▶ RECORDS TO USE
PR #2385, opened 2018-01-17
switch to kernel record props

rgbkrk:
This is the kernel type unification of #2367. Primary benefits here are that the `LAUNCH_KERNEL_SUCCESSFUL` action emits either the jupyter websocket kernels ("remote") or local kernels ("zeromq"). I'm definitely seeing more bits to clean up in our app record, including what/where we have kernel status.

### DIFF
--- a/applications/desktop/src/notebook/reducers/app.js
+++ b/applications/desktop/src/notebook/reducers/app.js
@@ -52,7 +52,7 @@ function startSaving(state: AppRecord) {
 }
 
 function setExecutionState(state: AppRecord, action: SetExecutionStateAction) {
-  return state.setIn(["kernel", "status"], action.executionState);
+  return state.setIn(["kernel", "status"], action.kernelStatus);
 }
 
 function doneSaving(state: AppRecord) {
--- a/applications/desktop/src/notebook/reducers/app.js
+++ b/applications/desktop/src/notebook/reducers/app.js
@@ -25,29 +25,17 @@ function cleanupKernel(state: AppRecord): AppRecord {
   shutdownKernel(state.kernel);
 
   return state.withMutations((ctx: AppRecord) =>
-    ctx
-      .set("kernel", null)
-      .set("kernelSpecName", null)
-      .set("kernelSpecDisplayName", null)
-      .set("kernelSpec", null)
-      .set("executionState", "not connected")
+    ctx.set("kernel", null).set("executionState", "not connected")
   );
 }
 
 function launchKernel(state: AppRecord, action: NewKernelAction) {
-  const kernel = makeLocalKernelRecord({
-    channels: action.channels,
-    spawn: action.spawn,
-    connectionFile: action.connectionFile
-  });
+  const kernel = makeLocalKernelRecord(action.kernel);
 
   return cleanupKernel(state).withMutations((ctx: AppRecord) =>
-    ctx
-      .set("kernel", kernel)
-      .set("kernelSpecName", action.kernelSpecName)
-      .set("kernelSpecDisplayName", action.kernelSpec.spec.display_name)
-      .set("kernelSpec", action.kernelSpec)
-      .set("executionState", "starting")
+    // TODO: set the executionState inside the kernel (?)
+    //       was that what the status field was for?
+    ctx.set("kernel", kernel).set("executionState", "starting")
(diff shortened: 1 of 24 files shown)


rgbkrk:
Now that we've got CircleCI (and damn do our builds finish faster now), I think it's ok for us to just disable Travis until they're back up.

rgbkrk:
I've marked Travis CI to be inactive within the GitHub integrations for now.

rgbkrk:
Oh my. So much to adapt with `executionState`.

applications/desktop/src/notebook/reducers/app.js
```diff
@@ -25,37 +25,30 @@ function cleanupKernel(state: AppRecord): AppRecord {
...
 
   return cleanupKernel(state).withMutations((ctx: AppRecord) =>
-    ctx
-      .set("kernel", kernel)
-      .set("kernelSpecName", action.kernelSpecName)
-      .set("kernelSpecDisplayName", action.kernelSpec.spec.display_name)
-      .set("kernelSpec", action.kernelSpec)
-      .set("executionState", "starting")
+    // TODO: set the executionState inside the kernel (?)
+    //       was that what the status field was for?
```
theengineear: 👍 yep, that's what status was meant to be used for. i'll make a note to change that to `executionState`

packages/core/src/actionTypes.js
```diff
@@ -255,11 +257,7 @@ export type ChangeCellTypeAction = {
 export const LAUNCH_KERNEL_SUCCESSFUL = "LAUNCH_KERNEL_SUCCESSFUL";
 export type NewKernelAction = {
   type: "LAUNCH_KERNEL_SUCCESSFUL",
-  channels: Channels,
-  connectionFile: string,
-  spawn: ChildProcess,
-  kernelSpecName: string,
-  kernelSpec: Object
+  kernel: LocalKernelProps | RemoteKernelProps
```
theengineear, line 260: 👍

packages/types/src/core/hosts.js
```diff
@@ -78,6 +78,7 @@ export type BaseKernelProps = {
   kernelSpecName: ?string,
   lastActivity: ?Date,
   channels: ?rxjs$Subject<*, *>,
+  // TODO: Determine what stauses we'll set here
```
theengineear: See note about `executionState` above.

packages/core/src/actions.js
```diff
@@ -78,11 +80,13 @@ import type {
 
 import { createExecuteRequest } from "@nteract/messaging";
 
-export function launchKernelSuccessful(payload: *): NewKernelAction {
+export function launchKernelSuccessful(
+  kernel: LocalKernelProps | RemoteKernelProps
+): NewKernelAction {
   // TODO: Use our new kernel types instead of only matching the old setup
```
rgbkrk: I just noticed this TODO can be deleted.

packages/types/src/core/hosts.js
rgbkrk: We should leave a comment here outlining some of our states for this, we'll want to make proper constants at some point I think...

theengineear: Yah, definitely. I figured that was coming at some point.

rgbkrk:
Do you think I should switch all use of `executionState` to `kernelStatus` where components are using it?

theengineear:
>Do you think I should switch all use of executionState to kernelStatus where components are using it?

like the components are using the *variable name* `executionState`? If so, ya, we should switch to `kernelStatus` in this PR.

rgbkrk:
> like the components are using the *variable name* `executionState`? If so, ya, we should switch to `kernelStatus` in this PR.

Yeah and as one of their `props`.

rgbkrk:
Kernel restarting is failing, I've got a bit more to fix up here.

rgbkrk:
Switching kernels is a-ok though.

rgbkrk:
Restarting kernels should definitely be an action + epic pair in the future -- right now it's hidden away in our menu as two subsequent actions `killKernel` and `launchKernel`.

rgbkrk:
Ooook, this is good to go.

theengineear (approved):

▶ DIRECTIONS FOR THIS TASK
Looking at the entries above, report how many of their lines include "null", and add nothing else.

▶ YOUR RESPONSE
5